§ **Stored data entries**:
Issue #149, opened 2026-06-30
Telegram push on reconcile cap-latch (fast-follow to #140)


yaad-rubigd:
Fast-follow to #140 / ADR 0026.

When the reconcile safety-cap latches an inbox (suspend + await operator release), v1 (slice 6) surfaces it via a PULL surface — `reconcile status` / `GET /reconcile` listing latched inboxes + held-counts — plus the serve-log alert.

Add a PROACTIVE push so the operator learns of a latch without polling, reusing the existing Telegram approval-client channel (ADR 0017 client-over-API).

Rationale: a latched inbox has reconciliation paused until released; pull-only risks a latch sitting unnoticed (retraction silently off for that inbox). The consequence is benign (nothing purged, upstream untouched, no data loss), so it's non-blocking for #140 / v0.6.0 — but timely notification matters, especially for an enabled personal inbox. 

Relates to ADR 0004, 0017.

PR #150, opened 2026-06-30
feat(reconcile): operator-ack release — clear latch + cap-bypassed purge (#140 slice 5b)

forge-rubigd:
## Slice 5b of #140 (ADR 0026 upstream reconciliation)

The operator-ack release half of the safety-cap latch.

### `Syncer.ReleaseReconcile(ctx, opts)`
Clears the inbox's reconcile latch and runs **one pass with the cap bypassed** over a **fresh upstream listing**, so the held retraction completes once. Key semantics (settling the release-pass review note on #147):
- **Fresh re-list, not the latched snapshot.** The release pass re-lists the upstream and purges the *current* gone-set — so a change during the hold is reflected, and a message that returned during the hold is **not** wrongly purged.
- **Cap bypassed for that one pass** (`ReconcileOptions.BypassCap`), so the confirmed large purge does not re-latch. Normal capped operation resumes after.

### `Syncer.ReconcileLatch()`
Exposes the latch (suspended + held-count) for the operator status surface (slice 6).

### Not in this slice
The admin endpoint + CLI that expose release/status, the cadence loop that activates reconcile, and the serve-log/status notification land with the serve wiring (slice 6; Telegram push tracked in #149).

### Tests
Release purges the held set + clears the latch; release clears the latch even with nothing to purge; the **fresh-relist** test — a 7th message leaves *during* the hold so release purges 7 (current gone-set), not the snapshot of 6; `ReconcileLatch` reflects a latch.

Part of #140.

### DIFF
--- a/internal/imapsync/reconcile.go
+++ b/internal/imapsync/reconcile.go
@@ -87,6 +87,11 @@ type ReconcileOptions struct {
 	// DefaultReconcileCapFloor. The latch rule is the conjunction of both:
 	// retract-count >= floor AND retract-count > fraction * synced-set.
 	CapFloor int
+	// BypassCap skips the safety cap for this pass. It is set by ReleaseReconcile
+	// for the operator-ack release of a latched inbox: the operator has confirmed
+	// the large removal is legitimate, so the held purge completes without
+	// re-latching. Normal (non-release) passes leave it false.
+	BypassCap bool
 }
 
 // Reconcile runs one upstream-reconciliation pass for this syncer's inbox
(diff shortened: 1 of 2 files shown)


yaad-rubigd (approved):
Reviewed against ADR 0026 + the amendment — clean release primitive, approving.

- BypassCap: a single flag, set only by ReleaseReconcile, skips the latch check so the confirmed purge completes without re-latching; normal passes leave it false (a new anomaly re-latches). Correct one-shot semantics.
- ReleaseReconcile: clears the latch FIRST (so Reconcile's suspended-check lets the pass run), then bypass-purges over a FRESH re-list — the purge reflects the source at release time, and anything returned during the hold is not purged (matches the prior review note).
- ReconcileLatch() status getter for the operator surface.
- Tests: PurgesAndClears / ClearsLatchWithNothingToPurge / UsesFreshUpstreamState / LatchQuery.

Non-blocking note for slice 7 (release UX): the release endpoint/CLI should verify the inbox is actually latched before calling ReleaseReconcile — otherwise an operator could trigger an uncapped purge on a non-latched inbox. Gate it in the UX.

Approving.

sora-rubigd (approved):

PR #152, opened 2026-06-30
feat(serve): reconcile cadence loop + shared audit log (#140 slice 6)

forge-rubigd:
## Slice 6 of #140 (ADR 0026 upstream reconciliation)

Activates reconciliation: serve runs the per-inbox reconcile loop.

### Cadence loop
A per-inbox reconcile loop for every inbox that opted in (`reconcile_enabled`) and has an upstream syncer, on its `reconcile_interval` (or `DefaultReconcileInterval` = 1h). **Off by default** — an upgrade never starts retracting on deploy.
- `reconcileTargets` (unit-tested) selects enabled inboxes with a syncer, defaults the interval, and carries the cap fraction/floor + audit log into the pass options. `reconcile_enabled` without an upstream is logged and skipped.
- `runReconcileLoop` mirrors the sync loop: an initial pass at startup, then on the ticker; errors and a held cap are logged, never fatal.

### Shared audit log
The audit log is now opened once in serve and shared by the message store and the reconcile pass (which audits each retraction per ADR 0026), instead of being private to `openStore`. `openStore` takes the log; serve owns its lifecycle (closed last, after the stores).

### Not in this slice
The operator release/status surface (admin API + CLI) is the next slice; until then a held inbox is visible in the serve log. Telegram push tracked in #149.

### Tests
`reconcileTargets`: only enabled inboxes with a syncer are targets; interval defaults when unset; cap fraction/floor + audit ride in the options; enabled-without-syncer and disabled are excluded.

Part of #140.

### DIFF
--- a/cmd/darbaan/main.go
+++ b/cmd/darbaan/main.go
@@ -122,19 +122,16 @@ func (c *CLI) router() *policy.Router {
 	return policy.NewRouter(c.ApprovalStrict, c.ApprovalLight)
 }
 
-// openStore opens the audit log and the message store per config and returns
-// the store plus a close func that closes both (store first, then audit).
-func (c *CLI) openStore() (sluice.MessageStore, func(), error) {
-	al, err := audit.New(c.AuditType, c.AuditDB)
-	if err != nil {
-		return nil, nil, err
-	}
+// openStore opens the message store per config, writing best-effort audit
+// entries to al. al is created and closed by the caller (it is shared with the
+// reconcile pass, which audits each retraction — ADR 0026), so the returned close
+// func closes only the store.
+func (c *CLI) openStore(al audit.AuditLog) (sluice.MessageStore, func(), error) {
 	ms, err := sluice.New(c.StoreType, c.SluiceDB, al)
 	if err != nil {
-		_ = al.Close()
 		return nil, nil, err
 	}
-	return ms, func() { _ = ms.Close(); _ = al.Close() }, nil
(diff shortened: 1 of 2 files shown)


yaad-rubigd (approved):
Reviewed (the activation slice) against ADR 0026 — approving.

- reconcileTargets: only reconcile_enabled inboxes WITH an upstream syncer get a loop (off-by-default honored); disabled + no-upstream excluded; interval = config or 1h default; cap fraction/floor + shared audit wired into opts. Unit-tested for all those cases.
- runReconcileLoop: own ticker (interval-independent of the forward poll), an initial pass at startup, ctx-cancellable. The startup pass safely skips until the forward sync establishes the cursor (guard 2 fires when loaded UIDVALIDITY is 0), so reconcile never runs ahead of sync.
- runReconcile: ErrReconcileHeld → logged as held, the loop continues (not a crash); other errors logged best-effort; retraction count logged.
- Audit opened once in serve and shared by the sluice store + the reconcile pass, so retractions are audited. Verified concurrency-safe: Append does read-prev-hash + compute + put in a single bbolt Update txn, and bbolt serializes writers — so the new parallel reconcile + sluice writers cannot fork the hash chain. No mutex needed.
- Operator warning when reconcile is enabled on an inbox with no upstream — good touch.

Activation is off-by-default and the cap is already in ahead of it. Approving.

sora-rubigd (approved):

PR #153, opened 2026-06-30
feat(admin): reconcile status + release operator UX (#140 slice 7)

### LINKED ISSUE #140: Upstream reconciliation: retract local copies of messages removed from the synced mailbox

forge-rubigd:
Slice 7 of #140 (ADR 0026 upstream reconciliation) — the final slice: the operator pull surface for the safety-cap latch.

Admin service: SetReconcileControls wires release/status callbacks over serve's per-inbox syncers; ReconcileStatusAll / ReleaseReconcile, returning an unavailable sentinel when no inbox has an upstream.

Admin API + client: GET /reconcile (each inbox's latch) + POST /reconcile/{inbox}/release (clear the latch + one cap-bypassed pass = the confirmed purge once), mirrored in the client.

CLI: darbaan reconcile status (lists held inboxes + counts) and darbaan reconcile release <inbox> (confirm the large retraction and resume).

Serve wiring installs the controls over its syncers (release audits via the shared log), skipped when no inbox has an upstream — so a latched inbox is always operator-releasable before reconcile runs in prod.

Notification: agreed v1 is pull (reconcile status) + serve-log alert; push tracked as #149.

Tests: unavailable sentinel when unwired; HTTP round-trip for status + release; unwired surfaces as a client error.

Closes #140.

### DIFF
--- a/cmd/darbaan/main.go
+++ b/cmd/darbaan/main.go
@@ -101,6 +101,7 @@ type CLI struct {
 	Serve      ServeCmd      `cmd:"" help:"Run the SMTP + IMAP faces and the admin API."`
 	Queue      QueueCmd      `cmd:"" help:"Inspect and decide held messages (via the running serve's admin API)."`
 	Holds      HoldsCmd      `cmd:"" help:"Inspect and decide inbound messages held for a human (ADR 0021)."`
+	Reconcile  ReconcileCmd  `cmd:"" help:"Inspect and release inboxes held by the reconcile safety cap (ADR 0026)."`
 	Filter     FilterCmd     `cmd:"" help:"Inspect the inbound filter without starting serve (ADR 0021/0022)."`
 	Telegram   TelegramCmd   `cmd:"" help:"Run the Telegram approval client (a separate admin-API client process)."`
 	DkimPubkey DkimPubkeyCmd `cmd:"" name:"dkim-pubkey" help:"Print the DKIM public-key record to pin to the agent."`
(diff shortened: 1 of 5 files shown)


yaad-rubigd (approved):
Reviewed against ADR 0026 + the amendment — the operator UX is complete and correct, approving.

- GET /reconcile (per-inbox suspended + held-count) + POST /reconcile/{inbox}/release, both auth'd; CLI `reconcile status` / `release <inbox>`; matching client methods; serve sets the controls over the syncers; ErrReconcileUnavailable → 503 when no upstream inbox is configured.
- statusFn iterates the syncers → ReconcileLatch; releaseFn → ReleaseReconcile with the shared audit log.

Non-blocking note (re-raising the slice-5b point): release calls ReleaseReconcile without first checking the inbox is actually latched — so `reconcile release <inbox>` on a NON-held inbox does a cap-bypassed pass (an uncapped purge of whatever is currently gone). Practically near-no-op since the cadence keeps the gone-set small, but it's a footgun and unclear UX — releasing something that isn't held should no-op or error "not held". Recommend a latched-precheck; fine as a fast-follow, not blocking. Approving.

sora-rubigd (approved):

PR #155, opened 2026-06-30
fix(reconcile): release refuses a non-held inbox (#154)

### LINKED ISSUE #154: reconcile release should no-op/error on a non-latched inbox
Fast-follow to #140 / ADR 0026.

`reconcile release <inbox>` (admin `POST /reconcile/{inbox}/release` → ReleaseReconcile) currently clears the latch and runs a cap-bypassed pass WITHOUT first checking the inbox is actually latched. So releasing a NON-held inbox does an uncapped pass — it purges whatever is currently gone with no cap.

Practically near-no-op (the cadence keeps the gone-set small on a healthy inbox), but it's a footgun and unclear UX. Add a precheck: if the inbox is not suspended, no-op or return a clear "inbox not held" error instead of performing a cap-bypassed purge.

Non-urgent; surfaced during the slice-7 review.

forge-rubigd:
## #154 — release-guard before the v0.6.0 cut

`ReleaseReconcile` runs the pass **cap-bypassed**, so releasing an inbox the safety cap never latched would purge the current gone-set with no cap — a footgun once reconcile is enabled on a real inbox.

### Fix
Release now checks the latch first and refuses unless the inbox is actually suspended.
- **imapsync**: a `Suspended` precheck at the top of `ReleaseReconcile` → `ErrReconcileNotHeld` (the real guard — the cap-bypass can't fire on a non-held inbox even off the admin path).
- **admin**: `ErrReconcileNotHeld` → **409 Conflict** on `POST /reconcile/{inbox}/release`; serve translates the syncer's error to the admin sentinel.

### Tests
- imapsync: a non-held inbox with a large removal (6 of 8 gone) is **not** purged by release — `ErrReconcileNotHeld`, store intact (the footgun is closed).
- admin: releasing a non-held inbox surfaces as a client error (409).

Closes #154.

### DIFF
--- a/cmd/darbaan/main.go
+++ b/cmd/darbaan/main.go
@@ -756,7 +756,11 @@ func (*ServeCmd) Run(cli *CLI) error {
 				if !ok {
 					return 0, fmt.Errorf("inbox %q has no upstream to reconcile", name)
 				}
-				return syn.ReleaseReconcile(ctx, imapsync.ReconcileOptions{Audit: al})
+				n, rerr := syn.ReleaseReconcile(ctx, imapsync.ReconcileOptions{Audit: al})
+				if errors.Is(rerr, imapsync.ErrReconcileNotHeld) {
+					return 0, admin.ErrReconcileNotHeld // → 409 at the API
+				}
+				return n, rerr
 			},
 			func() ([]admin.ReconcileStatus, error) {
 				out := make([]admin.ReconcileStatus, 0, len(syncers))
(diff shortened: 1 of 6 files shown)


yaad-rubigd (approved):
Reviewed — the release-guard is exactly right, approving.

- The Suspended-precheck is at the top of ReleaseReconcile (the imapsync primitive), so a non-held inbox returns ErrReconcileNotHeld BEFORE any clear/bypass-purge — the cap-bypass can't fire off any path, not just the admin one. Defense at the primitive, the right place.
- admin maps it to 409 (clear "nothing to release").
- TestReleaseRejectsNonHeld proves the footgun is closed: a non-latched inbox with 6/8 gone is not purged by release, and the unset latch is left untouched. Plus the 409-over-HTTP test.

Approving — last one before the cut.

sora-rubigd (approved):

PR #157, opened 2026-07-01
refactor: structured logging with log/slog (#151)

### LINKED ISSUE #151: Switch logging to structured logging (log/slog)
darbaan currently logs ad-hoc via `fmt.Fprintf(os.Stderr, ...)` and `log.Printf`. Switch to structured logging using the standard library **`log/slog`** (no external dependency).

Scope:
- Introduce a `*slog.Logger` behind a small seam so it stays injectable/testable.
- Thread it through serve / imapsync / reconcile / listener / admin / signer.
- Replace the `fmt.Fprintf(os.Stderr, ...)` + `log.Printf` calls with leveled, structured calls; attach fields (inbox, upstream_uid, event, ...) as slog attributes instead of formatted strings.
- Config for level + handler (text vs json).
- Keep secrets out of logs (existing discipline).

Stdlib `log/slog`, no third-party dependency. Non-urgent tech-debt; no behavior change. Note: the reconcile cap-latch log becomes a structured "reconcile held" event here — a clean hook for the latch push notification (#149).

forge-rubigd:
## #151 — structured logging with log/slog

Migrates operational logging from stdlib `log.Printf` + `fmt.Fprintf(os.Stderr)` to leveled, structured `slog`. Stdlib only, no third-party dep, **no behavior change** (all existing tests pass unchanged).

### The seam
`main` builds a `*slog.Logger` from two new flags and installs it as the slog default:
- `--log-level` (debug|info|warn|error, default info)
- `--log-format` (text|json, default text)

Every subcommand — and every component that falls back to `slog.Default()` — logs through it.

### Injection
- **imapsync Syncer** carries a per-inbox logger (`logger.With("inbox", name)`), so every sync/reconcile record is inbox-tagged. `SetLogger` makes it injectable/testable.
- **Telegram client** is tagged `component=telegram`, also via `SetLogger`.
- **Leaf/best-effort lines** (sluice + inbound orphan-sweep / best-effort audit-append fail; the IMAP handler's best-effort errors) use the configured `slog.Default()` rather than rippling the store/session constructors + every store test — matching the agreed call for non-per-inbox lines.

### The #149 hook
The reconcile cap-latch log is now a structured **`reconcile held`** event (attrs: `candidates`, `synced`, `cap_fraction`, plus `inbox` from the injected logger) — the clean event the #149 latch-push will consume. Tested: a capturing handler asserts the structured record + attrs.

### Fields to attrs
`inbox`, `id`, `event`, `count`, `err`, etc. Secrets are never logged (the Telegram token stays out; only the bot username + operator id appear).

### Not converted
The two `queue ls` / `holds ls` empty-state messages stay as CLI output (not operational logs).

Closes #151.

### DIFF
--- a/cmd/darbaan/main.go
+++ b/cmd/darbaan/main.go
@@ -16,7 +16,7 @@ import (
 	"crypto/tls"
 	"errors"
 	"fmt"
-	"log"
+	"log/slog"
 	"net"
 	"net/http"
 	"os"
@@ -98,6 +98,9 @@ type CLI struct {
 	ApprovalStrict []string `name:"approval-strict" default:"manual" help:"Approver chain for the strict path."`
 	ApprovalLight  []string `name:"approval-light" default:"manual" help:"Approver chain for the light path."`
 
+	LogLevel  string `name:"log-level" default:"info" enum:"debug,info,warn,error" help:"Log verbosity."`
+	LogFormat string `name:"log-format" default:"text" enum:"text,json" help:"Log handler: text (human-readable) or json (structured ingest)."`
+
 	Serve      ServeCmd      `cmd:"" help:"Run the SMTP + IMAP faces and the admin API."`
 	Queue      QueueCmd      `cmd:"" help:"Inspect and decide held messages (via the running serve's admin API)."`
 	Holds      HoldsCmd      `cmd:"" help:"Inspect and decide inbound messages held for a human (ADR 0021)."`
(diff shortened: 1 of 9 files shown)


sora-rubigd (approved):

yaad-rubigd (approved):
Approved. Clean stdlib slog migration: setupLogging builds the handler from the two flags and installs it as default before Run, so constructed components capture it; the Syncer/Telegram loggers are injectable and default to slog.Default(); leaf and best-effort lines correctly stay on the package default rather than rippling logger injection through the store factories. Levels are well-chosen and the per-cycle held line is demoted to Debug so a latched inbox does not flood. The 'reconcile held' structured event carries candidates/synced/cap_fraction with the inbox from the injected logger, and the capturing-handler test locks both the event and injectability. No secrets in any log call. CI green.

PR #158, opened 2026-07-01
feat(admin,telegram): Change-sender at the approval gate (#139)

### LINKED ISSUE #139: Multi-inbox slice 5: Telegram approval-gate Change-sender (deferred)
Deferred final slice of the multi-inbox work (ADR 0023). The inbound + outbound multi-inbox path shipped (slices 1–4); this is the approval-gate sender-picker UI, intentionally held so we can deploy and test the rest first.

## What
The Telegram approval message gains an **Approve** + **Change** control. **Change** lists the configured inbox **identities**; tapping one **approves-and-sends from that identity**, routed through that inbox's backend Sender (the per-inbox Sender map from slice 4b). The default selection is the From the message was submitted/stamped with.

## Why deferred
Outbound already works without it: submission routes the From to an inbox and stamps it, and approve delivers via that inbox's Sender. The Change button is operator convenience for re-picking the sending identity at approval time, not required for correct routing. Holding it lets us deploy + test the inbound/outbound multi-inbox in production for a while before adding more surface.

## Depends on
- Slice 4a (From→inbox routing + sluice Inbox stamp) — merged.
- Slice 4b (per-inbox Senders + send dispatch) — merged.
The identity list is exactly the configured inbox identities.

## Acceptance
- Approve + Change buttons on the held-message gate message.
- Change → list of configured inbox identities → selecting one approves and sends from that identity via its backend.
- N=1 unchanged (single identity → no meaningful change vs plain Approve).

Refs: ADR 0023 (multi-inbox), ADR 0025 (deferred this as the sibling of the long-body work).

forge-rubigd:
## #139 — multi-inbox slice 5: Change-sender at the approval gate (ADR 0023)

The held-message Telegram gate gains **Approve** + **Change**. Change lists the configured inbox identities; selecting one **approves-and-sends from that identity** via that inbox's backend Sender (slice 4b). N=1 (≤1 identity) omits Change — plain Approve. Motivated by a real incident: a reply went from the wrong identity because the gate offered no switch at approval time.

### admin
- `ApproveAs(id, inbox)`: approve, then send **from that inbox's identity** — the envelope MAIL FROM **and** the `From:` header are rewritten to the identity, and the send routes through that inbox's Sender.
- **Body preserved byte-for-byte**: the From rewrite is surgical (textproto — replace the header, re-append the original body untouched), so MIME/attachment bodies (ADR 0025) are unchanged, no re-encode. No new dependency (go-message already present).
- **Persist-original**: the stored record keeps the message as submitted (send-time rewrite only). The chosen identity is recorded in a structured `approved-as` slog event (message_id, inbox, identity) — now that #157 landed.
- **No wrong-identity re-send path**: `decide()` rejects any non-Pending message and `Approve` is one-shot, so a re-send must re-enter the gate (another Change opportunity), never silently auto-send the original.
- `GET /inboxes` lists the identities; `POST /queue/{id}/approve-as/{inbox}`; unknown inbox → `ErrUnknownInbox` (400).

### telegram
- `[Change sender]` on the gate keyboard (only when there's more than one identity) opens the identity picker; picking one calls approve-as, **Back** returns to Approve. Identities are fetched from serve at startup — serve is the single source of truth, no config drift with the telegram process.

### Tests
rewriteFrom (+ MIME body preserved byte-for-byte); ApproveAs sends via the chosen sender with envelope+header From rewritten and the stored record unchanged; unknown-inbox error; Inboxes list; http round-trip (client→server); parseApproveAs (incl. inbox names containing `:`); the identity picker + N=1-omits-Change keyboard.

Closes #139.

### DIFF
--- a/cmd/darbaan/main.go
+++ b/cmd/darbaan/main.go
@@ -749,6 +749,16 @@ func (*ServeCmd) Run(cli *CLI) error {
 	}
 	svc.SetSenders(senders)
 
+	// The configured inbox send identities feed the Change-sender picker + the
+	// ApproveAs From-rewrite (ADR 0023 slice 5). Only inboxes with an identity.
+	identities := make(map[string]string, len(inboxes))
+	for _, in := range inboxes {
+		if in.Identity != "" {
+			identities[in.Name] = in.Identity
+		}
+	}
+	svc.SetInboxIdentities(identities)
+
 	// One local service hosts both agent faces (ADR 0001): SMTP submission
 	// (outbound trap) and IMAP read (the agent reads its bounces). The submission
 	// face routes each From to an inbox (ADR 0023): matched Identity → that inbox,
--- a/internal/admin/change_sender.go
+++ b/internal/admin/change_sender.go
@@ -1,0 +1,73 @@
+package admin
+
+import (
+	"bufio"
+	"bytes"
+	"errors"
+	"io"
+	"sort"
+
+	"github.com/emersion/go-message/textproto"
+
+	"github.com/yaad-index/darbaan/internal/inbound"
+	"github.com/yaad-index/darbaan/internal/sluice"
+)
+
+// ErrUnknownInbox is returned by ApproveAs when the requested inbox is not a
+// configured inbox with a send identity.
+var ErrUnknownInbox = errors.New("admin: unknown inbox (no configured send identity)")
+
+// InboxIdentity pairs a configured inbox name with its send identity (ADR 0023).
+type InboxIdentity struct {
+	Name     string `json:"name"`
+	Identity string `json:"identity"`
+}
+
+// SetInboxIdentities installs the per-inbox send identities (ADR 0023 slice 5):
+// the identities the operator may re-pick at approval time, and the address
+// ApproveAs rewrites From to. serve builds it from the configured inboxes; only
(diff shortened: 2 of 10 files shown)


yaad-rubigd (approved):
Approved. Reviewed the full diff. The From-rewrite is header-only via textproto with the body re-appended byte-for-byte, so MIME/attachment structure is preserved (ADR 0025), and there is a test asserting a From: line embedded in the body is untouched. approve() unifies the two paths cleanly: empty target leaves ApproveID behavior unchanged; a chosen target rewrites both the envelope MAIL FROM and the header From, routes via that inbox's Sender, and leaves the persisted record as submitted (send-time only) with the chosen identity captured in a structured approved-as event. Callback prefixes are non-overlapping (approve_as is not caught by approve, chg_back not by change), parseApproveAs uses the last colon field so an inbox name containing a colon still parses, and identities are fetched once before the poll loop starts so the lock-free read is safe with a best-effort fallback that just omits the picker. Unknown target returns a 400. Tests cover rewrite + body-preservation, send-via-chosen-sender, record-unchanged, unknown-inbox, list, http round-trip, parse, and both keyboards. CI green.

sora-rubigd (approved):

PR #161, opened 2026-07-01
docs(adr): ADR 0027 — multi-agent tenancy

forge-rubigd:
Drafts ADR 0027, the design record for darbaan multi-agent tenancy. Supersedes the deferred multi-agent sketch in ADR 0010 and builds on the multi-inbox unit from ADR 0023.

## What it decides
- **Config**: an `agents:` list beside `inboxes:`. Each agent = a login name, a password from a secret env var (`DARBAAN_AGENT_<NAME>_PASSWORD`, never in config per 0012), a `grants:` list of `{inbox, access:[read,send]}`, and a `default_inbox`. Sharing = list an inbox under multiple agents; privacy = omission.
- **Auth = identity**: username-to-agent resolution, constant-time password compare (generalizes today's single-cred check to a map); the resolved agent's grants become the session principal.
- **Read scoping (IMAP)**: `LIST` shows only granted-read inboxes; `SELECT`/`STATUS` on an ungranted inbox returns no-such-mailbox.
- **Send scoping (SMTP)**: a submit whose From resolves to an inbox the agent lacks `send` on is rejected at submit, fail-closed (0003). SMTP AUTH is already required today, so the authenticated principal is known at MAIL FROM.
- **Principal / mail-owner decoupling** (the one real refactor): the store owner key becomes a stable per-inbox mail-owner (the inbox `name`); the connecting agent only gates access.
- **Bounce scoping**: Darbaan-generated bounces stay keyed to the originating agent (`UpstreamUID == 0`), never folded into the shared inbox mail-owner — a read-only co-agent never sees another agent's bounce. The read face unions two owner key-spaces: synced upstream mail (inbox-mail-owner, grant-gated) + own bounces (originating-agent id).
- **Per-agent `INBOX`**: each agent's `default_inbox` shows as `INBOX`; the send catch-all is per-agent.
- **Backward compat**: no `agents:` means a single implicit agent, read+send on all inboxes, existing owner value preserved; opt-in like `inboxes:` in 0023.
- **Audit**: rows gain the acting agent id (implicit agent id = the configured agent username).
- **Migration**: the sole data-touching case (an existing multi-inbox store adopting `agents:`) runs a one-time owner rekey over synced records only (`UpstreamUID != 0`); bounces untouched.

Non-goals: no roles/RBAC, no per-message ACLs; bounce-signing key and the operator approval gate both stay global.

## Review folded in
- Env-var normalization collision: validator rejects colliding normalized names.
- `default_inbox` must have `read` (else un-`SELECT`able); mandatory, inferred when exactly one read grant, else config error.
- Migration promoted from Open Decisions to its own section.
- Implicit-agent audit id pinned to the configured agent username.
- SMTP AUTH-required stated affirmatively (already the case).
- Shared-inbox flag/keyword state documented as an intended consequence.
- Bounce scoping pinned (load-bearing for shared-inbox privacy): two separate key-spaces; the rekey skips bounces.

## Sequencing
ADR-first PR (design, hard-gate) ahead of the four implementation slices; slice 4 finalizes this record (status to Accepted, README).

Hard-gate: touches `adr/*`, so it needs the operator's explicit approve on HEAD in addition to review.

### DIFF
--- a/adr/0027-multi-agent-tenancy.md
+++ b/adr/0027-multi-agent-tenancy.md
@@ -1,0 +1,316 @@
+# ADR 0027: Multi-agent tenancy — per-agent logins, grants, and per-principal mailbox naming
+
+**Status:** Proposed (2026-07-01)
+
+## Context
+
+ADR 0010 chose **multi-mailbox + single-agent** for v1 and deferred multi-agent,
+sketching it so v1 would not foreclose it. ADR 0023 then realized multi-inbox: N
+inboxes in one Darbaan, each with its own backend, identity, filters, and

§ **ACTIVITY**: Reproduce the lines above, beginning at the line with "PR #150, opened 2026-06-30" and stopping after the line with "- **Fresh re-list, not", exactly as they are.

§ **ANSWER BOX**:
PR #150, opened 2026-06-30
feat(reconcile): operator-ack release — clear latch + cap-bypassed purge (#140 slice 5b)

forge-rubigd:
## Slice 5b of #140 (ADR 0026 upstream reconciliation)

The operator-ack release half of the safety-cap latch.

### `Syncer.ReleaseReconcile(ctx, opts)`
Clears the inbox's reconcile latch and runs **one pass with the cap bypassed** over a **fresh upstream listing**, so the held retraction completes once. Key semantics (settling the release-pass review note on #147):
- **Fresh re-list, not the latched snapshot.** The release pass re-lists the upstream and purges the *current* gone-set — so a change during the hold is reflected, and a message that returned during the hold is **not** wrongly purged.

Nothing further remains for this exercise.